DataSheet_1_Production of the SARS-CoV-2 Spike protein and its Receptor Binding Domain in plant cell suspension cultures.pdf

The COVID-19 pandemic, caused by the worldwide spread of SARS-CoV-2, has prompted the scientific community to rapidly develop efficient and specific diagnostics and therapeutics. A number of avenues have been explored, including the manufacture of COVID-related proteins to be used as reagents for diagnostics or treatment. The production of RBD and Spike proteins was previously achieved in eukaryotic cells, mainly mammalian cell cultures, while the production in microbial systems has been unsuccessful until now. Here we report the effective production of SARS-CoV-2 proteins in two plant model systems. We established transgenic tobacco BY-2 and Medicago truncatula A17 cell suspension cultures stably producing the full-length Spike and RBD recombinant proteins.
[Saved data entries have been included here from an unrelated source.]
Issue #81, opened 2026-07-06
[SECURITY][HIGH] Swagger UI / OpenAPI spec served without authentication — full API blueprint exposed


LucasMaupin:
## Summary
The Fastify API key authentication guard only fires when `req.url.startsWith('/api/v1')`. The Swagger UI (`/documentation`) and its machine-readable specs (`/documentation/json`, `/documentation/yaml`) fall outside this prefix and are served unauthenticated even when `API_KEY` is configured. The spec exposes full route signatures, request/response schemas, and bearer-auth configuration — a significant reconnaissance aid for attackers targeting the system.

## CVSS Score
7.5 (High) — CVSS:3.1/AV:N/AC:L/PR:N/UI:N/S:U/C:H/I:N/A:N

## Category
OWASP A01 — Broken Access Control

## Affected File(s)
- `src/server.ts:92-95` (auth guard URL prefix check)
- `src/server.ts:115` (Swagger registration)

## Steps to Reproduce
1. Configure and start the backend with `API_KEY=secret`
2. `curl http://localhost:3000/documentation/json` — returns the full OpenAPI spec without any authentication header

## Remediation
Extend the auth hook to also protect `/documentation`:
```typescript
fastify.addHook('onRequest', async (req, reply) => {
  const exempt = ['/api/v1/status', '/api/v1/reconnect']; // existing exemptions
  if (!req.url.startsWith('/api/v1') && !req.url.startsWith('/documentation')) return;
  // apply API key check
});
```
Alternatively, serve Swagger only in non-production environments by gating the registration on `NODE_ENV !== 'production'`.

## References
- [OWASP A01:2021 — Broken Access Control](https://owasp.org/Top10/A01_2021-Broken_Access_Control/)
- [Fastify docs — Route Authentication](https://fastify.dev/docs/latest/Reference/Hooks/)

LucasMaupin:
The Swagger UI and OpenAPI spec endpoints fall outside the API key auth guard, so they're accessible without any credentials. The scope is clear: extend the auth hook prefix in `server.ts` to cover `/documentation`. Labelled `bug` and `ready-for-dev`. The security-engineer will follow up on priority.

LucasMaupin:
PR opened: https://github.com/Eyevinn/open-live/pull/91

birme:
🤖 Picked up by daily-backlog-pr (backend-developer). Starting implementation.

birme:
[...]

PR #123, opened 2026-07-15
fix(security): gate /ws with API_KEY and accept ?token=

YRWoods:
## Summary
Companion to open-live-studio#38 / #81 family.

When `API_KEY` is set, require auth for `/ws/*` and `/documentation*`. Accept `Authorization: Bearer`, `?key=`, or `?token=`.

## Test plan
- [x] `npm run typecheck`
- [ ] WS upgrade without key when API_KEY set → 401
- [ ] `?token=` or `?key=` matching API_KEY → connects


YRWoods:
Withdrawing.

PR #140, opened 2026-07-28
fix: enable trustProxy and use req.ip for rate limiting and audit log (closes #139)

### LINKED ISSUE #139: [SECURITY][MEDIUM] X-Forwarded-For blindly trusted without trustProxy — rate limit bypass
## Summary

The rate-limit `keyGenerator` at `src/server.ts:72` reads the client IP from the `X-Forwarded-For` header without Fastify's `trustProxy` option being enabled. When `trustProxy` is not set, Fastify does not validate that `X-Forwarded-For` originates from a trusted proxy, so any client can spoof this header to bypass rate limiting by rotating fake IPs on every request. The same header is used in the audit log at `src/server.ts:133`, so spoofed IPs pollute the audit trail.

## CVSS Score
5.3 (Medium) — CVSS:3.1/AV:N/AC:L/PR:N/UI:N/S:U/C:N/I:L/A:L

## Category
OWASP A05 — Security Misconfiguration

## Affected File(s)
- `src/server.ts:72` (keyGenerator)
- `src/server.ts:133` (audit log IP extraction)

## Steps to Reproduce
1. Start the server without `trustProxy: true`.
2. Send requests with a rotating `X-Forwarded-For` header:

For both proteins, various glycoforms were obtained, with higher yields in Medicago cultures than BY-2. This work highlights that RBD and Spike can be secreted into the culture medium, which will impact subsequent purification and downstream processing costs. Analysis of the culture media indicated the presence of the high molecular weight Spike protein of SARS-CoV-2. Although the production yields still need improvement to compete with mammalian systems, this is the first report showing that plant cell suspension cultures are able to produce the high molecular weight Spike protein. This finding strengthens the potential of plant cell cultures as production platforms for large complex proteins.
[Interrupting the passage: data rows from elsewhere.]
PR #328, opened 2023-07-01
Fix authentication to private repos `rebar3 hex user auth --repo [REPO]`

derekkraan:


starbelly:
Hey @derekkraan can you provide steps to reproduce the issue?

derekkraan:
Hey, @starbelly, yes. This is the short version since I'm just on mobile now. I am working on a private repo for hosting (among others) Erlang packages. Running `rebar3 hex user auth --repo codecodeship` results in the auth data being saved for hexpm (in the rebar3 state) and not for code code ship, resulting in further calls (such as `rebar3 hex publish --repo codecodeship`) failing due to missing keys.

I hope this makes sense. I can do a better write-up on Monday when I'm back in front of a computer if necessary. Also happy to answer any follow up questions.

starbelly:
@derekkraan Ahhh I see, I literally just reproduced the issue right before you replied. This LGTM!

starbelly:
This bug fix reveals some other latent bugs. 

1. We're not setting api_organization to undefined in fetching / building hex config at runtime (line 241 of rebar3_hex_config.erl)
2. We're not setting api_repository for non-hexpm config, this is included by default for hexpm default config, but not so for this case. This is probably per testing with nothing but hexpm and in that referring to it as hexpm vs an alternative name. 

Of course, there's a fun dialyzer error to fix as well :) I'm happy you have opened this PR though so we can solidify this use case!

derekkraan:
@starbelly there seems to be some confusion in the codebase. I believe that dialyzer is complaining about the attribute `name`, which doesn't exist on the type `config()` found in `apps/rebar/src/vendored/r3_hex_core.erl` (only `repo_name`). I am not really sure what to do about this, since rebar3_hex is using `name` all over the place. Is this a bug? Do I need to set both `name` and `repo_name` in `rebar.config`?

I added some code to make sure that `api_organization` and `api_repository` are both being populated with `undefined` when that is appropriate.

derekkraan:
Setting `name` in `rebar.config` appears to be enough to also set `repo_name`. I think this PR is good to go.

`{hex, [{repos, [#{name => <<"codecodeship">>, api_url => <<"https://hex.codecodeship.com/api">>}]}]}.`

starbelly:
@derekkraan LGTM! (for real), this helped uncover yet another bug, but I'll fix that up in another PR. Thank you!

starbelly (approved):

PR #334, opened 2024-03-17
A better TLDR of what's rebar3_hex [skip ci]

### LINKED ISSUE #333: Is rebar3_hex required in modern/recent versions of rebar3?
While reading the [docs on pkg management at rebar3.org](https://rebar3.org/docs/package_management/), the subcmd `hex` is presented as a built-in thing instead of a separate plugin that needs to be installed before usage. I'm not very familiar with rebar3, so I'm not sure if I need to "install" rebar3_hex in my `rebar3.config` or if it's something that comes bundled in modern rebar3.

I'm using Erlang v25.3.2.3 and rebar3 v3.22.1, both installed through [asdf](https://asdf-vm.com/).

Whichever the answer, I believe it would be great to have it stated in `README.md`, perhaps also describing which versions of rebar3 would require installing it manually, and which ones would bring rebar3_hex bundled in itself.

joeljuca:
Given that Rebar3 provides built-in support for a limited set of features related to Hex, and there has been multiple cases of confused developers looking to use rebar3_hex for basic usage (aka.: no package publishing), I  reworded the first paragraph (TLDR) of what is the project – along with a note of when it's required.

> _"The rebar3_hex plugin is required for publishing packages only. (...)"_  
> @tsloughter. https://github.com/erlef/rebar3_hex/issues/333#issuecomment-1971076725

Closes #333

### DIFF
--- a/README.md
+++ b/README.md
@@ -5,7 +5,10 @@
 [![Docs](https://img.shields.io/badge/hex-docs-green.svg?style=flat)](https://hexdocs.pm/rebar3_hex)
 [![Erlang Versions](https://img.shields.io/badge/Supported%20Erlang%2FOTP-22.0%20to%2024.0-blue)](http://www.erlang.org)
 
-rebar3_hex is a rebar3 plugin which bundles providers for interacting with the Erlang ecosystem package manager [hex.pm](https://hex.pm/).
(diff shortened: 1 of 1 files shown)


starbelly (approved):
LGTM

由严重急性呼吸综合征冠状病毒2型（SARS-CoV-2）全球大流行引发的新型冠状病毒肺炎（COVID-19）疫情，促使全球科研界快速研发高效且具有特异性的诊断方法与治疗手段。目前科研团队已探索了多种技术路径，包括制备用于诊断或治疗的新冠相关蛋白试剂。此前，受体结合域（Receptor Binding Domain, RBD）与刺突蛋白（Spike）已在真核细胞（主要为哺乳动物细胞培养体系）中成功表达，但截至目前，微生物表达体系仍无法实现这两类蛋白的有效生产。本研究首次报道了在两种植物模型系统中高效表达SARS-CoV-2蛋白的成果：我们构建了可稳定表达全长刺突蛋白与受体结合域重组蛋白的转基因烟草BY-2悬浮细胞系，以及蒺藜苜蓿（Medicago truncatula）A17悬浮细胞系。两类蛋白均获得了多种糖型，且在蒺藜苜蓿培养体系中的蛋白产量高于烟草BY-2体系。本研究证实，RBD与刺突蛋白可被分泌至细胞培养基中，这将对后续纯化工艺及下游处理成本产生直接影响。对细胞培养基的分析结果显示，其中存在SARS-CoV-2的高分子量刺突蛋白。尽管当前蛋白产量仍需提升，方能与哺乳动物表达体系形成竞争，但本研究首次证实植物细胞悬浮培养体系可生产高分子量刺突蛋白。这一发现进一步强化了植物细胞培养作为大型复杂蛋白生产平台的应用潜力。